◆ TASK TO COMPLETE: Copy each line of the material in which the word "continue" appears.

◆ DATA RECORDS:
PR #1388, opened 2026-07-08
Update Vite (partial `[SYNTH-145]`)

0xda157:
## Task

part of SYNTH-145

## Verification

---

- [x] User-facing polish:

### DIFF
--- a/fission/bun.lock
+++ b/fission/bun.lock
@@ -14,7 +14,8 @@
         "@react-three/drei": "^9.122.0",
         "@react-three/fiber": "^8.18.0",
         "@synthesis.adsk/jolt-physics": "^1.0.4",
-        "@vitest/browser": "^3.2.4",
+        "@vitest/browser": "^4.1.10",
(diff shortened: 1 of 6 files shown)


rutmanz (commented):
tests are failing, but also is there a reason to go one dependency at a time rather than all at once? A lot of these things have peer dependencies on different versions so to me it makes sense to try and upgrade everything in one PR

0xda157:
> is there a reason to go one dependency at a time rather than all at once? 

I think that updating our testing code should be separate from updating our actual UI, so that there is less opportunity to miss regressions. 

> A lot of these things have peer dependencies on different versions so to me it makes sense to try and upgrade everything in one PR

Sure it makes sense if the dependencies are peers of each other, then we should update them together, but that isn't the case for vite. it only depends on the vite plugins

AlexD717:
Is this still being worked/developed on or should it be closed or changed to a draft PR? Tests are failing

PR #1392, opened 2026-07-08
Auto-clean Autodesk Registry URLs `[SYNTH-221]`

rutmanz:
## Task

SYNTH-221

## Symptom

As [bun does not support the `omit-lockfile-registry-resolved` npm option](https://github.com/oven-sh/bun/issues/15448), and Autodesk requires the use of the internal artifactory registry, artifactory URLs will be committed to `bun.lock` when new packages are installed or the lockfile is otherwise regenerated. This breaks CI and is undesirable in a public repository.

## Solution

Bun runs the `postinstall` script after packages are installed, which removes artifactory urls using regex. Note that I can't use standard commands like `sed` or `> /dev/null` and instead use npm packages to support non-unix systems

## Verification

if you `bun install <whatever>` while using the Autodesk registry, the bun.lock file still has no artifactory urls. (Make sure to remove the package after)

---

- [X] User-facing polish:

### DIFF
--- a/fission/bun.lock
+++ b/fission/bun.lock
@@ -1,5 +1,6 @@
 {
   "lockfileVersion": 1,
+  "configVersion": 0,
   "workspaces": {
     "": {
       "name": "synthesis-fission",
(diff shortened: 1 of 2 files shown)


azaleacolburn (approved):
L.G.T.M - This is pretty L.I.V.E

Dhruv-0-Arora (approved):
TWLQSAITILRFM

AlexD717 (approved):
lgtm

PepperLola (approved):

PR #1379, opened 2026-07-03
Driver Station View `[SYNTH-64] & [SYNTH-103]`

AlexD717:
## Task

SYNTH-64

SYNTH-103

## Symptom

Currently, users have no way to easily switching to a fixed field view, such as a driver station view.

## Solution

Implemented the ability to set fixed camera points around the field (through the configure assets panel), save them to mirabuf allowing them to persist, and allow the user to easily select a field view point when focused on a field. I have updated the 2023 and 2026 field to include default positions (also fixed the 2026 field to have a red and blue side instead of both being red). Panning functionality was also fixed, allowing you to adjust your position manually.

## Verification

- [x] Spawning in 2023_v8 field and focusing on it, allows you to select a driver station view in the configure camera panel
- [x] Spawning in the 2026_v2 field and focusing on it, allows you to select a driver station view in the configure camera panel
- [x] Spawning in the 2026_v2 field (no gamepieces) and focusing on it, allows you to select a driver station view in the configure camera panel
- [x] Can configure your own camera points through the configure assets panel
- [x] Can right click and drag at any point to pan (I recommend using a mouse to test this, as touchpads can be a bit unreliable) 
- [x] Can customize pan sensitivity in settings
- [x] Normal robot tracking camera works

---

Before merging, ensure the following criteria are met:

- [x] All acceptance criteria outlined in the ticket are met.
- [x] Necessary test cases have been added and updated.
- [x] A feature toggle or safe disable path has been added (if applicable).
- [x] User-facing polish:
  - Ask: *"Is this ready-looking?"*
- [x] Cross-linking between Jira and GitHub:
  - PR links to the relevant Jira issue.
  - Jira ticket has a comment referencing this PR.
- [ ] PR #1371 should be merged first (and merge conflicts fixed)

PR #1393, opened 2026-07-09
Gamepiece Asset Support `[SYNTH-37]`

BrandonPacewic:
A lesson in scope creep. Big thanks to @azaleacolburn for doing most of the work for me.

## Task

SYNTH-37
Resolves #1190.

## Symptom

Gamepieces are inherently attached to fields. As such, they could not be moved or spawned in isolation.

## Solution

Separate the logic such that `PIECES` becomes its own asset type. Configurable and spawnable by themselves. 

## Verification

No regression on old fields, gamepieces from previous fields are able to be managed, moved, removed, added, and cached all separately from a field.

---

- [ ] User-facing polish:


RoushilS:
Should you be able to focus camera on a gamepiece? If so, the configure camera menu shows up as blank when focused and gamepieces are not included in the dropdown. (which they probably shouldn't be)

AlexD717:
> Should you be able to focus camera on a gamepiece? If so, the configure camera menu shows up as blank when focused and gamepieces are not included in the dropdown. (which they probably shouldn't be)

Note: PR #1379 significantly reworks the camera selection panel, so if you do end up modifying it, expect merge conflicts.

AlexD717 (changes requested):
For some fields gamepieces appear a bit off of their starting location.

Ex, this is on dev for the 2023 field

Image

And this is on this branch, with the gampieces being a bit off their starting locaiton (black cross)

Image

For the 2025 field, the green balls spawn in the right location, but I don't think the coral (grey pipes) are spawning in properly.
Its supposed to look like this, with the green balls on top of the grey pipes

Image

But there aren't any pipes at all

Image

When looking at the field in slow motion, the grey pipes look to be starting to spawn (but spawning halfway in the ground), but then disappear (or fall through the ground) when the algae collides with them.

Image


In addition, drag mode no longer works for gamepieces.

AlexD717 (changes requested):
Image

The 2025 field grey pipes also spawn a static half pipe (it can't be dragged with drag mode, and doesn't collide with robots).

jolt
Dhruv-0-Arora, line 1: I'm not sure whether a merge from dev would fix this but the current submodule is pointing to Azalea's fork and not synthesis.adsk's fork

fission/src/mirabuf/MirabufParser.ts
```diff
@@ -251,6 +444,13 @@ class MirabufParser {
         return node
     }
 
+    private deleteRigidNode(node: RigidNode) {
+        const index = this._rigidNodes.indexOf(node)
+        if (index != -1 && index != null) {
```
Dhruv-0-Arora:
```suggestion
        if (index != -1) {
```
.indexOf() can't return null

fission/src/mirabuf/MirabufParser.ts
```diff
@@ -251,6 +444,13 @@ class MirabufParser {
...
+            this._rigidNodes.splice(index)
```
Dhruv-0-Arora:
```suggestion
            this._rigidNodes.splice(index, 1)
```
I think specifying the number of items to delete would be good practice.
Right now, the use case of this function is when we do 
```ts
const gpRn = this.newRigidNode(GAMEPIECE_SUFFIX)
...
this.deleteRigidNode(gpRn)
```
So you are creating a new rigidNode and then deleting it (so it is always the last one).

But in a future use case where the rigid node being deleted is not the last rigid node, it would silently delete everything after that node too.

fission/src/ui/modals/mirabuf/ImportLocalMirabufModal.tsx
```diff
@@ -61,23 +62,64 @@ const ImportLocalMirabufModal: React.FC<ModalImplProps<void, ImportLocalMirabufP
...
+                                    continue
+                                }
+                                cachedTypeNames.add(typeName)
+
+                                zeroGamePieceInstancePosition(pieceAssembly)
+                                const cacheInfo = await MirabufCachingService.storeAssemblyInCache(pieceAssembly, {
+                                    miraType: MiraType.PIECE,
+                                    name: typeName,
+                                })
+                                if (!cacheInfo) continue
```
Dhruv-0-Arora: This looks to be the same as what is in ImportMirabufModal.tsx
Could you make this a helper?

Dhruv-0-Arora (changes requested):

AlexD717 (changes requested):
Found one more minor bug. Robots are now spawning significantly higher than they previously used to when a field is spawned (while dev tools still list the default spawn position as close to the ground).

Image

fission/src/mirabuf/MirabufParser.ts
AlexD717:
```suggestion
// TODO Account for special versions
```

Doesn't this PR complete the 2nd TODO?

AlexD717 (changes requested):
In the spawn asset panel, on the gamepiece tab, I don't see any cached fields (even though I do see them on the fields tab), and I also don't see the option to spawn any gamepiece.

Image

AlexD717 (changes requested):
It appears that one of your most recent changes broke scoring zone scoring, as dragging a game piece inside of one no longer increases the score. Checking out to a slightly later version has it working.

fission/src/mirabuf/MirabufParser.ts
```diff
@@ -168,38 +192,214 @@ class MirabufParser {
...
+                              e[2],
+                              e[6],
+                              e[10],
+                              e[14] * 100,
+                              e[3],
+                              e[7],
+                              e[11],
+                              e[15],
+                          ],
+                          // biome-ignore-end format: We would prefer to visualize this as a matrix
```
AlexD717, line 366: Maybe I just don't know enough about matrices, but this doesn't seem to be visualized properly

AlexD717 (approved):
lgtm

fission/src/mirabuf/MirabufParser.ts
BrandonPacewic: Good catch, my biome keeps wanting to reformat this matrix for some reason.

0xda157: It's because `biome-ignore-start` can't be used with `format`. This will be fixed with #1452

Dhruv-0-Arora (changes requested):
Gamepieces currently do not stop when you push them around but rather continue oscillating.
No friction?

AlexD717:
In addition, I think it makes sense to have the gampieces not show up in the top bar search (as we discussed yesterday)
Screenshot 2026-08-07 at 8 05 37 AM

PR #1399, opened 2026-07-09
Clean up react bad pratices [SYNTH-224]

0xda157:
## Task

SYNTH-224

## Symptom

many bad practices which make code less readable and in some cases less performant

## Solution

clean up the bad code

## Verification

`bun run fmt`, `bun run lint` and `bun run build` all pass

---

- [x] User-facing polish:


fission/src/ui/components/Label.tsx
```diff
@@ -16,12 +15,10 @@ const sizeToVariant: { [key in LabelSize]: Variant } = {
...
-        <Typography variant={sizeToVariant[size]} {...props}>
-            {children}
-        </Typography>
-    )
-}
+const Label = ({ children, size, ...props }: PropsWithChildren<LabelProps> & TypographyProps): JSX.Element => (
+    <Typography variant={sizeToVariant[size]} {...props}>
+        {children}
+    </Typography>
+)
```
0xda157: I think we should use `=> ( ... )` instead of `=> { return ... }` because `( ... )` more directly means "there is only one statement here." it also visually looks nice imo

fission/src/ui/components/ContextMenu.tsx
```diff
@@ -12,7 +11,7 @@ interface ContextMenuStateData {
     location: [number, number]
 }
 
-const ContextMenu: React.FC = () => {
+const ContextMenu = (): JSX.Element | null => {
```
rutmanz: My IDE is warning that the JSX global namespace is deprecated and should be avoided

fission/src/ui/components/AnalyticsConsent.tsx
```diff
@@ -7,69 +7,67 @@ interface AnalyticsConsentProps {
     onConsent: () => void
 }
 
-const AnalyticsConsent: React.FC<AnalyticsConsentProps> = ({ onConsent, onClose }) => {
-    return (
+const AnalyticsConsent = ({ onConsent, onClose }: AnalyticsConsentProps): JSX.Element => (
```
rutmanz: There are quite a few changes to switch the typing of functional components, what's the theory behind that?

fission/src/util/TypeConversions.ts
```diff
@@ -18,10 +18,22 @@ export function convertArrayToThreeMatrix4(arr: number[]) {
...
+        arr[9],
+        arr[13],
+        arr[2],
+        arr[6],
+        arr[10],
+        arr[14],
+        arr[3],
+        arr[7],
+        arr[11],
+        arr[15]
```
rutmanz: Yeah so this was better before

rutmanz (changes requested):

fission/src/ui/components/AnalyticsConsent.tsx
0xda157: I think that `React.FC<AnalyticsConsentProps>` is too broad and `AnalyticsConsentProps -> React.JSX.Element` is a much more straight forward and narrower type. If we don't use `React.FC` the return type becomes much more useful, for example `(): React.JSX.Element | null` tells someone using their lsp hover that the function may not render, without having to view implementation of the component. As far as I can tell, aside from `React.FC` previously being bad pratice, there's no strong recommendation either way in the react community.

fission/src/ui/components/AnalyticsConsent.tsx
```diff
@@ -7,69 +7,67 @@ interface AnalyticsConsentProps {
     onConsent: () => void
 }
 
-const AnalyticsConsent: React.FC<AnalyticsConsentProps> = ({ onConsent, onClose }) => {
-    return (
+const AnalyticsConsent = ({ onConsent, onClose }: AnalyticsConsentProps): React.JSX.Element => (
```
rutmanz: My IDE is also warning that React should be imported instead of used as a global namespace to make resolution more reliable

rutmanz: And this matters less but stylistically I prefer `React.ReactElement` over `React.JSX.Element` (which is basically an alias)

0xda157:
lowkey decided that `React.FC` doesn't matter that much the remove ternary blocks doesn't really matter and too much of a pain

fission/src/.npmrc
rutmanz, line 1: not again

rutmanz (changes requested):
Otherwise LGTM


For the future though, it's a lot more tedious to re-review a PR if you force push because you can't see what's changed since the last review anymore.

fission/src/ui/panels/simulation/WiringPanel.tsx
```diff
@@ -466,45 +466,41 @@ const WiringPanel: React.FC<PanelImplProps<void, void>> = ({ panel }) => {
         configureScreen(panel!, { title: "Wiring Panel" }, { onBeforeAccept: save })
     }, [save])
 
+    if (!selectedAssembly || !simConfig) return "ERR"
```
Dhruv-0-Arora, line 469: This is pretty inconsequential but you changed "ERRR" to "ERR"

fission/src/ui/components/SelectMenu.tsx
```diff
@@ -159,28 +159,22 @@ const SelectMenu: React.FC<SelectMenuProps> = ({
...
-                                    />
-                                )
-                            })
-                        ) : (
-                            <>
-                                {/** No options available text */}
-                                <Label size="sm">{noOptionsText ?? "No options available!"}</Label>
-                            </>
-                        )}
+                        {options.length <= 0 && <Label size="sm">{noOptionsText ?? "No options available!"}</Label>}
```
Dhruv-0-Arora, line 168:
```suggestion
                        {options.length === 0 && <Label size="sm">{noOptionsText ?? "No options available!"}</Label>}
```

fission/src/ui/panels/configuring/assembly-config/interfaces/inputs/ConfigureInputsInterface.tsx
```diff
@@ -76,67 +76,66 @@ const ConfigureInputsInterface: React.FC<PanelImplProps<void, ConfigurePanelCust
...
+            }}
+            deleteCondition={val => {
+                if (!(val instanceof SchemeSelectionOption)) return false
+
+                return val.scheme.customized
+            }}
+            onAddClicked={() => {
+                openModal(NewInputSchemeModal, undefined)
+            }}
+            defaultSelectedOption={selectedScheme ? schemeOptionMap.get(selectedScheme) : undefined}
```
Dhruv-0-Arora, line 140: this always evaluates to undefined since selectedScheme is guarenteed
This was like this before this PR though so you could consider changing it to 
```suggestion
			defaultSelectedOption={undefined}
```

Dhruv-0-Arora (approved):
Otherwise lgtm

fission/src/ui/components/SelectMenu.tsx
0xda157: Why? unsigned numbers don't exist in typescript, and I think `<=` is more expressive.

fission/src/ui/panels/configuring/assembly-config/interfaces/inputs/ConfigureInputsInterface.tsx
rutmanz: hang on what does this mean

fission/src/ui/panels/configuring/assembly-config/interfaces/inputs/ConfigureInputsInterface.tsx
Dhruv-0-Arora, line 89: @rutmanz this if statement here will make it so selectScheme is always true in the code down below. So the ternary always evaluates to undefined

◆ REPLY TO THE EXERCISE:
+                                    continue
+                                if (!cacheInfo) continue
Gamepieces currently do not stop when you push them around but rather continue oscillating.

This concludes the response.